# My new babies!



## amandahalterman (Aug 11, 2012)

Only know what some of them are, 2 black giants, 2 red sex links, 2 red productions, 1 barred rock, 1 silkie, the next 6 were a bantam assortment, so I'm not sure what they are...


----------



## kaufranc (Oct 3, 2012)

They are so cute! What color is the Silkie suppose to be? She is so small!


----------



## Apyl (Jun 20, 2012)

So cute the little black anf white one looks just like my Ancona did as a chick.


----------



## ChickenAdmin (Jun 4, 2012)

Great pics!


----------



## kahiltna_flock (Sep 20, 2012)

Adorable! Congrats on your new babies.


----------



## Cluckspert (Mar 12, 2013)

I see feathers on the legs of one... Cochin?


----------



## 7chicks (Jun 29, 2012)

Too darned cute Amanda!!!


----------



## amandahalterman (Aug 11, 2012)

kaufranc said:


> They are so cute! What color is the Silkie suppose to be?

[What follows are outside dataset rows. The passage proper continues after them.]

PR #1742, opened 2023-08-14
refactor(client): Use mono subgraph

teogeb:
Use the new `network-subgraphs` instead of `network-contracts`. 

The structure of the subgraphs mostly equal for all queries that client uses. Changes relevant to client:
- `permissions` root level query renamed to `streamPermissions`

**TODO update also production value (`config.schema.json`) when the mono graph is in production. Do not merge this to main before that as we can't make client releases from main until the mono graph has been deployed to production...**

### DIFF
--- a/.github/workflows/validate.yml
+++ b/.github/workflows/validate.yml
@@ -72,7 +72,7 @@ jobs:
     uses: ./.github/workflows/test-setup.yml
     with:
       package: client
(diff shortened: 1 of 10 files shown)


harbu:
We are apparently not going to use mono subgraph in brubeck but only in 1.0.

PR #1752, opened 2023-08-15
feat(client): NET-1001, client integration

juslesan:
## Summary

Added integration for inspection to the client


packages/client/src/StreamrClient.ts
```diff
@@ -564,6 +564,11 @@ export class StreamrClient {
         return this.node.getNode()
     }
 
+    async inspect(node: NetworkPeerDescriptor, streamDefinition: StreamDefinition): Promise<boolean> {
```
harbu, line 567: This will return `true` if `node` is in the stream and propagating messages and `false` otherwise, right?

Is there a circumstance where this will reject, perhaps on timeout?

harbu (approved):

packages/client/src/StreamrClient.ts
juslesan: You can never be sure if a rejection happens for some reason, but the function will return false (or true if 0 messages were received in the stream) on inspection timeouts.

She is so small!


I'm assuming the silkie will be white, I don't know


----------



## AlexTS113 (Feb 17, 2013)

Aww, makes me want to steal your chicks!!


----------



## HomeSkillet (Mar 1, 2013)

AlexTS113 said:


> Aww, makes me want to steal your chicks!!


Uh-oh! You don't live near Peggi do you?


----------